▶

PR #72, opened 2023-06-05
Bring telemetry inside proxy IDE-142

mustard-mh:
## Description

- Add common telemetry https://github.com/gitpod-io/gitpod-vscode-desktop/pull/70#discussion_r1217735382
- Bring telemetry inside proxy itself

## Related Issue(s)

Fixes #

## How to test

✅  See test results here https://github.com/gitpod-io/gitpod-vscode-desktop/pull/72#issuecomment-1576538418

- Add code below to `extension.ts` and `proxy.ts`, and change logger in proxy.ts
```
telemetryService.sendTelemetryEvent('hello>>>>>>>', { gitpodHost: 'https://gitpod.io', a: '11111'});
telemetryService.sendTelemetryException(new Error('test aa /Users/hwen/aaa/aaa.log'), { gitpodHost: 'https://gitpod.io', a: '22222' });
```
- Run `yarn package` and install `*.visx` file locally
- Reload extension, check its output
- Open Gitpod with VSCode Destkop, check `/tmp/lssh.log` file

## Documentation

/hold


mustard-mh:
Telemetry in extension should work
image

Telemetry in proxy.ts should work
image

src/common/telemetry.ts
```diff
@@ -0,0 +1,293 @@
+/*---------------------------------------------------------------------------------------------
```
mustard-mh, line 1: We don't provide `AbstractTelemetryService` because `telemetryService` in extension need to extend `Disposable`

src/common/vscodeEvent.ts
jeanp413, line 1: let's rename to just `event.ts` as there's no other event class at the moment

webpack.config.js
```diff
@@ -9,6 +9,7 @@ const CopyPlugin = require('copy-webpack-plugin');
 
 const daemonVersion = new webpack.DefinePlugin({
 	'process.env.DAEMON_VERSION': JSON.stringify(packageJSON.daemonVersion ?? '0.0.1'),
+	'process.env.SEGMENT_KEY': JSON.stringify(packageJSON.segmentKey ?? ''),
```
jeanp413, line 12: Do we still need `DAEMON_VERSION`?  can we just inline `packageJSON.version` instead?

src/common/telemetry.ts
```diff
@@ -0,0 +1,293 @@
...
+
+export function createSegmentAnalyticsClient(logService: ILogService, gitpodHost: string, segmentKey: string): Analytics | undefined {
+    const serviceUrl = new URL(gitpodHost);
+
+    const settings: AnalyticsSettings = {
+        writeKey: segmentKey,
+        // in dev mode we report directly to IDE playground source
+        host: 'https://api.segment.io',
+        path: '/v1/batch'
+    };
```
jeanp413, line 53: By default segment buffer the events and then send them when the buffer is full/some time pass, this is fine in the extension because we can flush in the `deactivate` method, for proxy.ts we should disable the buffer and send the events immediately as is the ssh client that manages the lifecycle

mustard-mh:
Pushed a change to make sure we add common properties to event report and omit sensitive data (user path, I thought `password` will be omitted too xd)

image

image

mustard-mh:
Going to merge PR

◀

• Activity
For the data above, count every line in which the string "proxy" appears, and answer with the count only.

• Result of this task
5